Now, here comes the most important section- The benefits of e-mandates. Apart from being a paperless process, it has several other advantages for customers and merchants described below-
- Smooth payment process– You can ensure a continuous cash flow through e-mandate. Because your customer can make the payments regularly just by simply logging in to your business website.
- High customer retention– You can automatically debit the bank account of the customers with one-time digital authentication. Also, iIt will help in the creation of a loyal customer base. Therefore, you will be able to retain the customers for a long period.
- Wealth management– E-mandate immensely helps to manage your financial portfolios. Also, with automatic recurring payments, business owners and investors can achieve their financial goals.
- Easy repayments– Do you know that the auto-debit feature of e-mandate caused massive growth in the lending industry?

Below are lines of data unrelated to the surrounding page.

PR #444, opened 2018-03-30
Add conditional attributes and hash-join for attributes

rynowak:


rynowak:
/cc @SteveSandersonMS - here's a possible approach for implementing conditional attributes.

Interested in your feedback about whether this is the optimal way to proceed. I haven't added unit tests for the changes yes, waiting on understanding of the design implications.

This approach implements the 'conditionality' inside the render tree builder, to try and keep the presence/absence of attributes reflected in the tree.

**pro:** keeps knowledge of .NET's types in .NET code
**pro:** the tree reflects more the presence/absence of attributes (it just feels right to me)
**con:** look at the changes required to NavLink. I'm not sure if this sort of thing is intended but it seems apparent to me that if we're going to put any significant logic in `RenderTreeBuilder` then component implementors that override rendering will have to *do the right thing*. This didn't seem to be an issue in the past, a naively written component would function pretty well.

Your thoughts?

src/Microsoft.AspNetCore.Blazor/RenderTree/RenderTreeBuilder.cs
```diff
@@ -97,45 +97,90 @@ public void AddContent(int sequence, RenderFragment fragment)
...
+                }
+                else if (value is UIEventHandler eventHandler)
+                {
+                    Append(RenderTreeFrame.Attribute(sequence, name, eventHandler));
+                }
+                else
+                {
+                    // Element attribute values can only be strings or UIEventHandler
+                    Append(RenderTreeFrame.Attribute(sequence, name, value.ToString()));
+                }
```
rynowak: These cases weren't handled before. If you had a weakly typed event handler, it would all go wrong for you.

src/Microsoft.AspNetCore.Blazor/Routing/NavLink.cs
```diff
@@ -100,19 +100,20 @@ private bool ShouldMatch(string currentUriAbsolute)
...
-            foreach (var kvp in _allAttributes.Where(kvp => kvp.Key != "class"))
+            foreach (var kvp in _allAttributes.Where(kvp => kvp.Key != "class" && kvp.Key != RenderTreeBuilder.ChildContent))
             {
-                builder.AddAttribute(0, kvp.Key, kvp.Value);
+                builder.AddAttribute(i++, kvp.Key, kvp.Value);
             }
 
             // Pass through any child content unchanged
-            builder.AddContent(1, _childContent);
+            builder.AddContent(i++, _childContent);
```
rynowak: I'm not 100% certain if this is intended to work or not 😆 - I think that's the most important factor for how we proceed.

src/Microsoft.AspNetCore.Blazor/Routing/NavLink.cs
```diff
@@ -100,19 +100,20 @@ private bool ShouldMatch(string currentUriAbsolute)
...
+            var i = 0;
+            builder.OpenElement(i++, "a");
 
             // Set "active" class dynamically
-            builder.AddAttribute(0, "class", CombineWithSpace(_cssClass, _isActive ? "active" : null));
+            builder.AddAttribute(i++, "class", CombineWithSpace(_cssClass, _isActive ? "active" : null));
 
             // Pass through all other attributes unchanged
-            foreach (var kvp in _allAttributes.Where(kvp => kvp.Key != "class"))
+            foreach (var kvp in _allAttributes.Where(kvp => kvp.Key != "class" && kvp.Key != RenderTreeBuilder.ChildContent))
```
rynowak: This was just a bug, the dom would contain an attribute for the child content with its type name as the value.

src/Microsoft.AspNetCore.Blazor/RenderTree/RenderTreeBuilder.cs
SteveSandersonMS: Ah, great - well spotted!

src/Microsoft.AspNetCore.Blazor/Routing/NavLink.cs
SteveSandersonMS: It's not necessary (or shouldn't be) to auto-generate the sequence numbers here. You can keep the sequence number as `0` for the element, and `1` for all the attributes.

Reason:

* The diff algorithm uses the sequence numbers as a basis for a merge-join on sibling nodes. It's slightly more specialised than a normal SQL-style merge join because using the sequence numbers, it can also identify if/else branches and loops. The sequence numbers let us reduce the diff to a linear O(N) operation (versus O(N^3) for general tree diff), and cause the edit script to match very closely the groupings in the original source code (e.g., blocks surrounded by `if`/`else` are atomic). 
* However, the handling for attributes on a given node is different. It's a simpler hash join instead of the loop-aware merge join, because we don't care about the final output order (attributes are independent of order), plus attributes inherently come with string keys (attribute name) and the total number of attributes tends to be small (<10, say). The hash join doesn't compare relative sequence numbers at all. So for attributes, it's fine just to give all of them on a given node the same value. Also it's not harmful to give them distinct values, so we just do whatever's most convenient.

I'm totally aware that the rules here are complex, and we can't expect most users to know about them. People will definitely try to auto-generate sequence numbers at runtime, even though AFAIK there's no scenario where runtime execution order is relevant - it's only source code instruction order that's relevant.

What I'm hoping is that:

1. Most devs will write render methods in the form of Razor files exclusively, so they don't even need to know that sequence numbers exist. I'd hope that even `NavLink` could be written purely in Razor once we get further with #1.
2. For devs building more advanced components who really have to bypass Razor, if they get the sequence number generation wrong, it will still produce a correct result at runtime, even if the diff algorithm produces suboptimal edit scripts.
3. For devs building really advanced components who also need the edit scripts to be optimal, they will have to understand the rules.

What do you think?

src/Microsoft.AspNetCore.Blazor/Routing/NavLink.cs
SteveSandersonMS: Ah yes, I think I saw that at some point. Glad you squashed that one!

src/Microsoft.AspNetCore.Blazor/RenderTree/RenderTreeBuilder.cs
```diff
@@ -97,45 +97,90 @@ public void AddContent(int sequence, RenderFragment fragment)
...
+        /// </summary>
+        /// <param name="sequence">An integer that represents the position of the instruction in the source code.</param>
+        /// <param name="name">The name of the attribute.</param>
+        /// <param name="value">The value of the attribute.</param>
+        public void AddAttribute(int sequence, string name, bool value)
+        {
+            AssertCanAddAttribute();
+            if (value || _lastNonAttributeFrameType == RenderTreeFrameType.Component)
+            {
+                Append(RenderTreeFrame.Attribute(sequence, name, true));
```
SteveSandersonMS: Is this going to create a separate boxed `bool` value on every invocation? If so, would we be able to replace the `true` literal here with something like `"true"` so it's the same reference-type instance on every invocation?

SteveSandersonMS:
This looks great to me!

> keeps knowledge of .NET's types in .NET code

Excellent. That's important to avoid any chatty back-and-forth communication between .NET and JS (e.g., to query the type of something). We really want the render batch to contain all the necessary information up front.

> the tree reflects more the presence/absence of attributes (it just feels right to me)

Agreed that's good.

> it seems apparent to me that if we're going to put any significant logic in RenderTreeBuilder then component implementors that override rendering will have to do the right thing.

Once we revert the auto-generated sequence numbers, is that still a concern? It looks to me like it will be no more complex than it was before. I'm assuming you didn't find it was strictly necessary to put in the auto-generated sequence numbers, though if you did, that suggests there might be some other issue we should investigate.

src/Microsoft.AspNetCore.Blazor/Routing/NavLink.cs
rynowak: Thanks for the explanation. If I understand correctly, then there's a bug that I need to investigate then with that you're describing.

Is this expected to work when the element, attributes and content **all** share the sequence number `0`?

Or the numbering then look like:
```
            var i = 0;
            builder.OpenElement(i++, "a");

            // Set "active" class dynamically
            builder.AddAttribute(i, "class", CombineWithSpace(_cssClass, _isActive ? "active" : null));

            // Pass through all other attributes unchanged
            foreach (var kvp in _allAttributes.Where(kvp => kvp.Key != "class" && kvp.Key != RenderTreeBuilder.ChildContent))
            {
                builder.AddAttribute(i, kvp.Key, kvp.Value);
            }

            // Pass through any child content unchanged
            builder.AddContent(++i, _childContent);

            builder.CloseElement();
```

What I was seeing without any code changes to this class is that *all** of the attributes would removed on the second render if the link was not active.

That looks like this.... Initial render
```
<a class="active" href="/Home" childcontent"Microsoft....">
  ...child content...
</a>
```

And then, I navigate to counter, now link is no longer active, and it renders as:
```
<a>
  ...child content...
</a>
```

So once the render encountered the 'remove' attribute edit for `class`, it was also convinced that the other attributes should be removed as well.

We can discuss at the sync up if its not obvious what I'm talking about 😆

SteveSandersonMS: Ah wait, I was misremembering and mixing up how the original prototype diffing worked compared with how the current one does.

In the current implementation, we *do* use the source sequences for attributes. It's the same function (`AppendDiffEntriesForRange`) that processes all ranges of sibling nodes, where siblings are "nodes with the same parent" and "attributes of the same node".

However I'm still surprised that giving them all the same sequence number causes them to disappear. I'd expect it to produce a valid but not necessarily optimal sequence number. Let's discuss later.

src/Microsoft.AspNetCore.Blazor/RenderTree/RenderTreeBuilder.cs
rynowak: Fixed this by using cached statics of the boxed values.

This removes the boxing as well for components, since we'd always box in those cases.

rynowak:
Updated and added unit tests. Took at stab at fixing the issues around attributes. Looking for feedback on my assumptions about how the attribute diff is intended. I took what I thought was a pretty simple path to solving the problem, but I might be missing something.

src/Microsoft.AspNetCore.Blazor/RenderTree/RenderTreeDiffBuilder.cs
```diff
@@ -138,6 +139,57 @@ public static void DisposeFrames(RenderBatchBuilder batchBuilder, ArrayRange<Ren
...
+                {
+                    // No match in the new tree, remove old attribute
+                    RemoveOldFrame(ref diffContext, i);
+                }
+            }
+
+            foreach (var kvp in diffContext.AttributeDiffSet)
+            {
+                // No match in the old tree
+                InsertNewFrame(ref diffContext, kvp.Value);
```
SteveSandersonMS: Don't we also need to remove the entry from `AttributeDiffSet` here to ensure it's empty at the start of the next pass? Or would it be easier to reason about if we just cleared it at the start of this method?

src/Microsoft.AspNetCore.Blazor/RenderTree/RenderTreeDiffBuilder.cs
```diff
@@ -219,7 +271,7 @@ private static int NextSiblingIndex(RenderTreeFrame frame, int frameIndex)
                             var newFrameAttributesEndIndexExcl = GetAttributesEndIndexExclusive(newTree, newFrameIndex);
 
                             // Diff the attributes
-                            AppendDiffEntriesForRange(
+                            AppendAttributeDiffEntriesForRange(
```
SteveSandersonMS: Regarding perf, I haven't measured it, but do you have a sense of how the old and new mechanisms would compare in the case where the attributes are unchanged? I'd think that 95%+ of the time, the attribute names are at least unchanged (same set in the same order). Conditional or procedurally-generated attribute names are relatively rare.

For the old method, I expected (but didn't verify) that in virtually all cases the attribute name comparisons would reduce down to reference equality checks without needing to iterate through the characters of the strings, since they'd come from the same compile-time constants. Whereas for the new method it will need to compute a hash code for each attribute name, which at least involves iterating through all the characters.

I know there's a risk of over-thinking the optimisation here, but given that in the vast majority of cases the set of attribute names will be unchanged, do you think it might be worth doing a first-pass check here where we establish whether the set of attribute names are unchanged (by looping through them, expecting the string comparisons to be reference-equality checks in most cases), and if they are, falling back on the earlier `AppendDiffEntriesForRange` logic to avoid the hashcode calculations?

src/Microsoft.AspNetCore.Blazor/Rendering/RenderBatchBuilder.cs
```diff
@@ -27,6 +27,12 @@ internal class RenderBatchBuilder
         public Queue<RenderQueueEntry> ComponentRenderQueue { get; } = new Queue<RenderQueueEntry>();
         public Queue<int> ComponentDisposalQueue { get; } = new Queue<int>();
 
+        // Scratch data structure for understanding attribute diffs.
+        //
+        // One of these can be used for the whole tree diff because attributes cannot be nested.
+        // Does not need to be cleared because it is always emptied at the end of each attribute pass.
```
SteveSandersonMS: What do you think about the risk that on an earlier pass, it didn't get emptied due to being halted by an exception? Should we say that behavior is undefined from that point on, or would it be preferable to empty the dict at the start, since it should be nearly free anyway if it's already empty?

src/Microsoft.AspNetCore.Blazor/RenderTree/RenderTreeDiffBuilder.cs
SteveSandersonMS: Or a hybrid like where we start with the old approach, but switch to the new one when we find the first changed attribute name:

    for(var index = start; index < endExcl; index++)
    {
        if (oldAttributeName[index] == newAttributeName[index])
        {
            AppendDiffEntriesForFramesWithSameSequence(... index ...);
        }
        else
        {
            // Something's changed. Process the remaining attributes using the hash lookups
            AppendAttributeDiffEntriesForRange(index, endExcl, ...);
            break;
        }    
    }

SteveSandersonMS: Actually that approach might get more messy when the two sets have different numbers of entries. I'll stop speculating now as I'm sure you will have a view on how you'd prefer to handle this, if at all.

rynowak: I'll take a look at this and see if it makes a significant difference. 

One idea that I had is to do a fast path for single attributes since a single entry can't ever be in a different order 👍 

If your main concern is the cost of hashing, we could build a really simple equality comparer that just uses the first character or length. I'm interested in trying this out because I want to see if this is useful for routing 😆

Note, we still need to diff the attribute values in all cases.

src/Microsoft.AspNetCore.Blazor/RenderTree/RenderTreeDiffBuilder.cs
rynowak: Oh oopsies. This is a bug.

src/Microsoft.AspNetCore.Blazor/Rendering/RenderBatchBuilder.cs
rynowak: That's an interesting thought. Since we don't expect anything during the diff pass to *handle* the exception, I propose that we put a 'reset' at the top level in a try/finally. Then it's a once-per-pass cost.

rynowak:
If fixed the 2 problems we discussed, and added a benchmark project so we have a real perf test. Let me know if you think this is a reasonable scenario for analysis and I'll follow up on that.

rynowak:
> added a benchmark project so we have a real perf test

Actually I should say more. I started by adding perf test (can add more if we deem it necessary) so we can measure this in a standardized, repeatable way. Let me know if you have feedback on the structure of the test, I kept it simple to avoid solving too many problems at once.

Next, I plan to profile the test and see what the contribution of the new logic is to the overall perf, and make a judgement from there.

I think we'll want to expand the set of tests at some point to include some compiled Razor code as well, which hopefully won't be too hard. Once we know have some good tests for the areas that are important we can get help from some of tuning whizzes that have been busy in the common repo.

rynowak:
So the answer here is that the overhead of the dictionary is super significant compared to the existing code:
```
![image](https://user-images.githubusercontent.com/1430011/38227491-5007d068-36b3-11e8-8619-735c779638f9.png)
```

rynowak:
So, it turns out that your intuition was correct. The dictionary has a really significant effect on the overall perf.

After seeing this I added a fast path for merge join for attributes based on sequence numbers + equality of the names. 

Results:
```
``` ini

BenchmarkDotNet=v0.10.13, OS=Windows 10 Redstone 3 [1709, Fall Creators Update] (10.0.16299.309)
Intel Core i7 CPU 950 3.07GHz (Nehalem), 1 CPU, 8 logical cores and 4 physical cores
Frequency=3030835 Hz, Resolution=329.9421 ns, Timer=TSC
.NET Core SDK=2.1.300-preview2-008322
  [Host]     : .NET Core 2.0.6 (CoreCLR 4.6.26212.01, CoreFX 4.6.26212.01), 64bit RyuJIT
  Job-COYIZC : .NET Core 2.1.0-preview2-26308-01 (CoreCLR 4.6.26307.01, CoreFX 4.6.26308.02), 64bit RyuJIT

Runtime=Core  Server=True  Toolchain=.NET Core 2.1  
RunStrategy=Throughput  

```
|                                                                Method |     Mean |     Error |    StdDev |      Op/s | Scaled | ScaledSD |  Gen 0 | Allocated |
|---------------------------------------------------------------------- |---------:|----------:|----------:|----------:|-------:|---------:|-------:|----------:|
| &#39;RenderTreeDiffBuilder: Input and validation on a single form field.&#39; | 3.270 us | 0.0640 us | 0.1051 us | 305,803.4 |   1.00 |     0.00 | 0.0191 |    1.8 KB |
|                              &#39;RenderTreeDiffBuilder: With Fast Path.&#39; | 1.527 us | 0.0178 us | 0.0139 us | 654,685.8 |   0.47 |     0.02 | 0.0153 |   1.42 KB |

```

One issue with this is that the original case I hit - where `NavLink` has conditional attributes without unique sequence numbers will go down the slow path. I don't have any great ideas about how to fix that, but if we think it's going to be common it might be worth figuring out.

Thoughts?

I would be great if you could give the new code a look over as well.

**Comment by rynowak** [comment]
In case you're curious, this is what a profile of this test looks like - not sure if you're measured this code in the past, but there's no obvious low-hanging fruit.

image

**Comment by rynowak** [comment]
Here's more data with outlining of the attribute case from `AppendDiffEntriesForFramesWithSameSequence` - I think it's a small improvement, but I think it's a good change in general since attributes mostly have their own code path

``` ini

BenchmarkDotNet=v0.10.13, OS=Windows 10 Redstone 3 [1709, Fall Creators Update] (10.0.16299.309)
Intel Core i7 CPU 950 3.07GHz (Nehalem), 1 CPU, 8 logical cores and 4 physical cores
Frequency=3030835 Hz, Resolution=329.9421 ns, Timer=TSC
.NET Core SDK=2.1.300-preview2-008322
  [Host]     : .NET Core 2.0.6 (CoreCLR 4.6.26212.01, CoreFX 4.6.26212.01), 64bit RyuJIT
  Job-KJRAYN : .NET Core 2.1.0-preview2-26308-01 (CoreCLR 4.6.26307.01, CoreFX 4.6.26308.02), 64bit RyuJIT

Runtime=Core  Server=True  Toolchain=.NET Core 2.1  
RunStrategy=Throughput  

```
|                                                                Method |     Mean |     Error |    StdDev |      Op/s | Scaled | ScaledSD | Allocated |
|---------------------------------------------------------------------- |---------:|----------:|----------:|----------:|-------:|---------:|----------:|
| &#39;RenderTreeDiffBuilder: Input and validation on a single form field.&#39; | 2.980 us | 0.0090 us | 0.0071 us | 335,582.8 |   1.00 |     0.00 |      40 B |
|                              &#39;RenderTreeDiffBuilder: With Fast Path.&#39; | 1.546 us | 0.0413 us | 0.0387 us | 647,028.7 |   0.52 |     0.01 |      40 B |
|                &#39;RenderTreeDiffBuilder: With Fast Path and outlining.&#39; | 1.475 us | 0.0421 us | 0.0591 us | 678,114.6 |   0.49 |     0.02 |      40 B |

src/Microsoft.AspNetCore.Blazor/RenderTree/RenderTreeDiffBuilder.cs
```diff
@@ -284,46 +404,39 @@ private static int NextSiblingIndex(RenderTreeFrame frame, int frameIndex)
...
-                                }
-                                InitializeNewAttributeFrame(ref diffContext, ref newFrame);
-                                var referenceFrameIndex = diffContext.ReferenceFrames.Append(newFrame);
-                                diffContext.Edits.Append(RenderTreeEdit.SetAttribute(diffContext.SiblingIndex, referenceFrameIndex));
-                            }
-                            else if (oldFrame.AttributeEventHandlerId > 0)
-                            {
-                                // Retain the event handler ID
-                                newFrame = oldFrame;
-                            }
```
rynowak: @SteveSandersonMS  - this block:
```
else if (oldFrame.AttributeEventHandlerId > 0)
{
...
}
```

I'm confused by this, what's it supposed to be doing? It looks to me like it's just here to prevent falling into the `else`. Now that I've pulled this out into its own method, nether the `else if` nor the `else` seems necessary.

let me know if I'm missing something here.

src/Microsoft.AspNetCore.Blazor/RenderTree/RenderTreeDiffBuilder.cs
```diff
@@ -149,19 +149,84 @@ public static void DisposeFrames(RenderBatchBuilder batchBuilder, ArrayRange<Ren
...
+                    AppendDiffEntriesForAttributeFrame(ref diffContext, oldStartIndex, newStartIndex);
+
+                    oldStartIndex = NextSiblingIndex(oldTree[oldStartIndex], oldStartIndex);
+                    newStartIndex = NextSiblingIndex(newTree[newStartIndex], newStartIndex);
+                    hasMoreOld = oldEndIndexExcl > oldStartIndex;
+                    hasMoreNew = newEndIndexExcl > newStartIndex;
+                }
+                else if (oldSeq < newSeq)
+                {
+                    // An attribute was removed from the new sequence.
```
SteveSandersonMS: Typo? I think this should say removed from the *old* sequence

src/Microsoft.AspNetCore.Blazor/RenderTree/RenderTreeDiffBuilder.cs
```diff
@@ -339,46 +404,39 @@ private static int NextSiblingIndex(RenderTreeFrame frame, int frameIndex)
...
-                            }
-                            else if (oldFrame.AttributeEventHandlerId > 0)
-                            {
-                                // Retain the event handler ID
-                                newFrame = oldFrame;
-                            }
-                        }
-                        else
-                        {
-                            // Since this code path is never reachable for Razor components (because you
```
SteveSandersonMS: I agree that this `else` block can be removed

src/Microsoft.AspNetCore.Blazor/RenderTree/RenderTreeDiffBuilder.cs
```diff
@@ -149,19 +149,84 @@ public static void DisposeFrames(RenderBatchBuilder batchBuilder, ArrayRange<Ren
...
+            // in the old and new sequences. It will be handled correct, but will generate a suboptimal
+            // diff.
+            var hasMoreOld = oldEndIndexExcl > oldStartIndex;
+            var hasMoreNew = newEndIndexExcl > newStartIndex;
+            var oldTree = diffContext.OldTree;
+            var newTree = diffContext.NewTree;
+
+            while (hasMoreOld || hasMoreNew)
+            {
+                var oldSeq = hasMoreOld ? oldTree[oldStartIndex].Sequence : int.MaxValue;
```
SteveSandersonMS: I know it's only a tiny improvement, but to avoid the duplicated array lookups, we could have at the start of the loop:

```csharp
ref var oldItem = ref oldTree[oldStartIndex];
ref var newItem = ref newTree[newStartIndex];
```

It probably makes no difference for JIT-enabled runtimes, but may do for non-JIT ones that we're targeting.

SteveSandersonMS: No, forget that, it makes it more complex given that we might have reached the end of one of the arrays already.

src/Microsoft.AspNetCore.Blazor/RenderTree/RenderTreeDiffBuilder.cs
SteveSandersonMS: Ah, I see. It is needed, and apparently we're missing unit test coverage for it.

The reason is that for each .NET-side event handler, there's a corresponding entry in a JS-side data structure. This keeps track of how to route incoming events to the correct .NET delegate. We have logic for "disposing" the JS-side entries when the .NET-side ones are removed (they are tracked in `diffContext.BatchBuilder.DisposedEventHandlerIds`).

So, if you're preserving an event handler (i.e., same delegate instance) then we don't want the overhead of notifying the JS side that it should dispose the old entry and initialise a new one. We can just not mention it to the JS side at all. That's what this `else if` block was achieving. Since `oldFrame` and `newFrame` are `ref var`, the assignment on line 363 is writing to the underlying array.

Here's an example of a unit test we could add that does pass with the old code but would fail if this assignment was removed:

```csharp
[Fact]
public void PreservesEventHandlerIdsForRetainedEventHandlers()
{
    // Arrange
    UIEventHandler retainedHandler = _ => { };
    oldTree.OpenElement(0, "My element");
    oldTree.AddAttribute(1, "will remain", retainedHandler);
    oldTree.CloseElement();
    newTree.OpenElement(0, "My element");
    newTree.AddAttribute(1, "will remain", retainedHandler);
    newTree.CloseElement();

    // Act
    var (result, referenceFrames) = GetSingleUpdatedComponent(initializeFromFrames: true);
    var oldAttributeFrame = oldTree.GetFrames().Array[1];
    var newAttributeFrame = newTree.GetFrames().Array[1];

    // Assert
    Assert.Empty(result.Edits);
    AssertFrame.Attribute(oldAttributeFrame, "will remain", retainedHandler);
    AssertFrame.Attribute(newAttributeFrame, "will remain", retainedHandler);
    Assert.NotEqual(0, oldAttributeFrame.AttributeEventHandlerId);
    Assert.Equal(oldAttributeFrame.AttributeEventHandlerId, newAttributeFrame.AttributeEventHandlerId);
}
```

Would you be able to add this unit test or something along these lines to `RenderTreeDiffBuilderTest.cs` (and of course updating the new implementation to retain that behavior)?

SteveSandersonMS:
Thanks for the updates - this is looking great!

> One issue with this is that the original case I hit - where NavLink has conditional attributes without unique sequence numbers will go down the slow path.

I'm not personally concerned by that. It would only affect the `NavLink` instances that are changing from "active" to "inactive" (or vice-versa), and in the most typical case there would only be a couple of those in the app at any time (one becoming active, another becoming inactive). People aren't generally going to have thousands of `NavLink` instances all becoming active or inactive at the same time. And if this really did bother us, we could change `NavLink` to always have the same number of attributes, but just toggle the `class` value between `active` and `inactive`. I'd expect it to be totally fine as-is already.

The only thing I think that remains to be done here is preserving the event handler IDs (see comment above). Other than that 👍

src/Microsoft.AspNetCore.Blazor/RenderTree/RenderTreeDiffBuilder.cs
rynowak: Fixed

The banks can deduct a specific amount of money from the borrower’s bank account on a specific day of the month. Thus, you do not need to run behind the borrowers or banks for timely repayments of loans.
- Transparency and security– This is the most sought feature of e-mandate. It is a secured transaction method because the electronic financial industry maintains its PCI compliance to safeguard your data. (PCI: Payment Card Industry).
Thus, e-mandate has streamlined digital payment services in India to gather or make payments automatically without any human intervention. It has reduced a lot of friction in payments.